For months, it was all talk and no action. And when it happened, it was a sprinkle of stardust. What one can deduce from the new cabinet is that the president has no nose for talents. It is these talents that will help any president focus and actualize his agenda. People from all political divide are applauding Obama for choosing a bright and competent team. It’s because Obama himself has got the nouns to identify talented people, as the Americans would put it, smart people. As Obama said, “if you have got really smart people who are focused on the same mission, then usually, you get some things done”

Remember, he didn’t say ‘all things will be done,’ because governance recognizes that as human enterprise which politics is, people have their limitations and frailties that are also subject to the environment the appointees find themselves. And our environment is indeed a big a de-motivation for reaching the heights.
Now to the president’s limitations. I have said this before and it’s worth repeating this New Year, that a leader who shows poor judgment in his appointments not only breaks faith with the people, he creates problems for himself.

When this happens, the legitimacy of his been in office, and by extension, his actions and decisions, become a matter of debate. Success, for whatever it means, requires in the main, diligence and adjusting course when errors are made. I don’t think this administrations has admitted publicly that it has committed serious mistakes. When errors are made and acknowledged, they act as a springboard for success.

When the president fails to deliver, that psychic energy that suppose to influence his appointees deserts them. The gritty truth is that until now, 20 months into his presidency, we are yet to see the ‘servant Leader’ and his vision.

Vision remains an abstract until it’s translated into tangible things that the people can see and feel, things that can remind them, ‘Oh! it’s good he’s in power! One would have been optimistic of the President’s pledge, but when you recall that such promise had been made before, and was broken, it becomes a forlorn hope to expect that anything will change for the better. But as said earlier, hope is eternal.
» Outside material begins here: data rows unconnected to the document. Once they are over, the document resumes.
PR #1361, opened 2026-03-29
Switch to pynng instead of nnpy. 

fruffy:
nnpy has been deprecated four years ago and shows signs of bit-rotting. Installing it on newer distributions seems to cause issues. This is a draft to replace nnpy with pynng.

The reason nanomsg is very useful is because it allows us to model network switch behavior without requiring veths. And without veths we do not need sudo. When working with agents, a tight feedback loop can be useful, which includes running packet tests. sudo requirements can get in the way of that.

Related PRs: #https://github.com/p4lang/ptf/pull/234 https://github.com/p4lang/p4c/pull/5576


jafingerhut (approved):
LGTM

jafingerhut:
Should we be installing nng [1] instead of the current nanomsg, too?

[1] https://github.com/nanomsg/nng

fruffy:
> Should we be installing nng [1] instead of the current nanomsg, too?
> 
> [1] https://github.com/nanomsg/nng

It's a pretty large change and the Python dep is meant to be backwards compatible. Can do it in a separate PR.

Life becomes meaningless when the people abandon hope. Agreed, been a president is perhaps the toughest job any man can task his brain, but the truth is that Nigerians don’t demand much from those who govern them. Many of their demands don’t go beyond the kitchen-table concerns –such as good roads, constant power supply, employment, etc.

If a president is able to provide these, I tell you, the people will forgive him other trysts. But never take the people’s patience for stupidity. This year will test Yar’Adua in all fronts – his speed, or his “go –slow”, his flexibility or rigidity. So much will come to play that will define, once and for all, his presidency, whether he is there for real or for joke.

For all that matters, Nigerians should in 2009 be more attentive to how politicians run their lives. It’s no longer safe to be indifferent, because one thing is for sure now: none of the political parties is speaking on behalf of the people. That’s the surreal in our democratic experience. What the president needs to do to regain the confidence of the people is to tack back to the centre. That’s where the people are, the hapless majority.